INPUT FOR THIS TASK:

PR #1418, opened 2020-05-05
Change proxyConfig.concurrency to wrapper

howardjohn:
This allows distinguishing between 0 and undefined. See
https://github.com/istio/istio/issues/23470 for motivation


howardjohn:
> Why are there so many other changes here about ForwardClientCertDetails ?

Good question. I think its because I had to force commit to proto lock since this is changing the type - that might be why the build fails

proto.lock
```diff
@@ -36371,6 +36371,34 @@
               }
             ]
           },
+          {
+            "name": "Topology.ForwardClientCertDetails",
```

==

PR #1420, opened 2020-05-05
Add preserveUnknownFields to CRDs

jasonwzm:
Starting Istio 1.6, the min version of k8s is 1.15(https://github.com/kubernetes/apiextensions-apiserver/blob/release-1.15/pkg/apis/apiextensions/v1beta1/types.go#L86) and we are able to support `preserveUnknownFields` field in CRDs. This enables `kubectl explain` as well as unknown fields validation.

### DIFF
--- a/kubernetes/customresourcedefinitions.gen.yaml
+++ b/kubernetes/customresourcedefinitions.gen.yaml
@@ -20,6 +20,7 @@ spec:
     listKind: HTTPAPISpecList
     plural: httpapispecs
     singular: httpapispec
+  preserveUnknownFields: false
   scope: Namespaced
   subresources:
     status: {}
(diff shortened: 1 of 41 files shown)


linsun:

---

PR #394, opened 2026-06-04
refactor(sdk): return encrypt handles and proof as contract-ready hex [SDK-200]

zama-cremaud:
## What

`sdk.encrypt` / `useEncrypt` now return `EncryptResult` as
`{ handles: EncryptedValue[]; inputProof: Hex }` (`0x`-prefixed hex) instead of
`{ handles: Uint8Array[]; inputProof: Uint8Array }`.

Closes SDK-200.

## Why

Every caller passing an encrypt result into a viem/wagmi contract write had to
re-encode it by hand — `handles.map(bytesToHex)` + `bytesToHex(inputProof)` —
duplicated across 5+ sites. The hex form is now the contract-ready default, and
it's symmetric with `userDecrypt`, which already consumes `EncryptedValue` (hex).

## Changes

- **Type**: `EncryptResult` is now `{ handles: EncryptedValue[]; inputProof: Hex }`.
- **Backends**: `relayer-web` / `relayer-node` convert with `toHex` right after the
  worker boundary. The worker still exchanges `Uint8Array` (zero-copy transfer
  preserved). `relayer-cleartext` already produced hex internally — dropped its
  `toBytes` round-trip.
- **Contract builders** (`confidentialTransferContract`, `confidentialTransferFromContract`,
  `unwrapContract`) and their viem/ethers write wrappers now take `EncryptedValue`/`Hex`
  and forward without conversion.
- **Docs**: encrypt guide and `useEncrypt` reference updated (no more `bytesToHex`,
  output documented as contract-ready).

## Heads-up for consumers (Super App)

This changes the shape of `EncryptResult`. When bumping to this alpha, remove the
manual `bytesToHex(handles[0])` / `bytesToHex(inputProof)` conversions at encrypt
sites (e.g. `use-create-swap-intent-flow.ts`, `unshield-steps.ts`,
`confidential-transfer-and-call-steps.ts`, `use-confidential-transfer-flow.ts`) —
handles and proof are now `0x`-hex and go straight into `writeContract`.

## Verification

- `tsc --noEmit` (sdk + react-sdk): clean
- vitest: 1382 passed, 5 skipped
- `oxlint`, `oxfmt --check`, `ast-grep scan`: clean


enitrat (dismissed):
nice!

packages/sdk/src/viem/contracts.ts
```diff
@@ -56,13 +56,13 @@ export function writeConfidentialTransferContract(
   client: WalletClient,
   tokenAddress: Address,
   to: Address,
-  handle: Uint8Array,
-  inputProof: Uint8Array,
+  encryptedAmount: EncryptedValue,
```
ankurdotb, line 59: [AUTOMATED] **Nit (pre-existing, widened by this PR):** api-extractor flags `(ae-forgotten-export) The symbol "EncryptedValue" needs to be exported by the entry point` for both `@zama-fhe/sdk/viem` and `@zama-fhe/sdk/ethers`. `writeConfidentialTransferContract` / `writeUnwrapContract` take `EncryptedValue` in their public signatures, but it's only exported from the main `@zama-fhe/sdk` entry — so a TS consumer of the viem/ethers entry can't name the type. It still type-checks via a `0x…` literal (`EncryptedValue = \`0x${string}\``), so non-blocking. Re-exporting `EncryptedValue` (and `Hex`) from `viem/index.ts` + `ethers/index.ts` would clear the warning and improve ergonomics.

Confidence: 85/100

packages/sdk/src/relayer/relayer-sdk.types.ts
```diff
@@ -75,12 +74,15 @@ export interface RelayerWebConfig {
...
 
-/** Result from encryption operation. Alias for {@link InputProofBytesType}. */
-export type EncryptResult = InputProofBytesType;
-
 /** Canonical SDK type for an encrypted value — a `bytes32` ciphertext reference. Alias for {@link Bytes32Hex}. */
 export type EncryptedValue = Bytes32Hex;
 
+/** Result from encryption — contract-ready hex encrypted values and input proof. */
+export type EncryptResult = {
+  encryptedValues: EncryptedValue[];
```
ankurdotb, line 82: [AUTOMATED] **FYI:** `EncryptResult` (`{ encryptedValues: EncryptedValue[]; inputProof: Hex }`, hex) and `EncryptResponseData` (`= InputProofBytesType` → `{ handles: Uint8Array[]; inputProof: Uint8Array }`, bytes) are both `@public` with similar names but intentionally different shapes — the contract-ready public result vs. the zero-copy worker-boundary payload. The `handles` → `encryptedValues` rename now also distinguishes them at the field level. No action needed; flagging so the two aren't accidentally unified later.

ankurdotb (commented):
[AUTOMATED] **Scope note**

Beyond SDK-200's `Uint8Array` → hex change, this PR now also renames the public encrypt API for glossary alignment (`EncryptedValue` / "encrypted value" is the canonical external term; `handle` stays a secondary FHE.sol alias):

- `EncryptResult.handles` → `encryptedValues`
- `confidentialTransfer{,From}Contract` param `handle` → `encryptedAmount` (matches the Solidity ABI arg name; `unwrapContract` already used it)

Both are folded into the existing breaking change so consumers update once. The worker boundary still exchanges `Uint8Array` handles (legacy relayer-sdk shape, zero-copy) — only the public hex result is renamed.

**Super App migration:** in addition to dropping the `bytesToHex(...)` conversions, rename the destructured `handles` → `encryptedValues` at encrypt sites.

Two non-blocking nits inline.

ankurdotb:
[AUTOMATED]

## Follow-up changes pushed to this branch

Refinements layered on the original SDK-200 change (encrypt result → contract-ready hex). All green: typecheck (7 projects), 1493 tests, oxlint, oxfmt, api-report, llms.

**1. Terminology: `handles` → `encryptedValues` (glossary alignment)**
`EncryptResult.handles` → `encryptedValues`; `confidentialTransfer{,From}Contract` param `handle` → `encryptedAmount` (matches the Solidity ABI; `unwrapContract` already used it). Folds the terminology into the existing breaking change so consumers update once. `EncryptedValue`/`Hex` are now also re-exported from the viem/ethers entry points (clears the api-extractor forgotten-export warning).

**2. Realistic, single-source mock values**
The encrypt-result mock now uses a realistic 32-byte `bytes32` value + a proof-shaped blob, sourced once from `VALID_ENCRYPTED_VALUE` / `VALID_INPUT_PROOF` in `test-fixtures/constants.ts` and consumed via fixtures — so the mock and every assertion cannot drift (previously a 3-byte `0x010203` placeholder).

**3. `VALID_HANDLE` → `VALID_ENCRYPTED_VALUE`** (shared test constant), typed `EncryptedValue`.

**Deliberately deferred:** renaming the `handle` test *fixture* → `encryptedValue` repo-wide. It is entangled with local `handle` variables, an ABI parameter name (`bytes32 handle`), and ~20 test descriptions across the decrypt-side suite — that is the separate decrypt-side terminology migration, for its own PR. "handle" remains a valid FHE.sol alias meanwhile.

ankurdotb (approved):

ACTIVITY:
The stretch of entries above that starts with the line containing "Two non-blocking nits inline." and goes on through the line containing "Refinements layered on" is to be transcribed exactly, and no other line is to be transcribed.

ANSWER SPACE:
Two non-blocking nits inline.

ankurdotb:
[AUTOMATED]

## Follow-up changes pushed to this branch

Refinements layered on the original SDK-200 change (encrypt result → contract-ready hex). All green: typecheck (7 projects), 1493 tests, oxlint, oxfmt, api-report, llms.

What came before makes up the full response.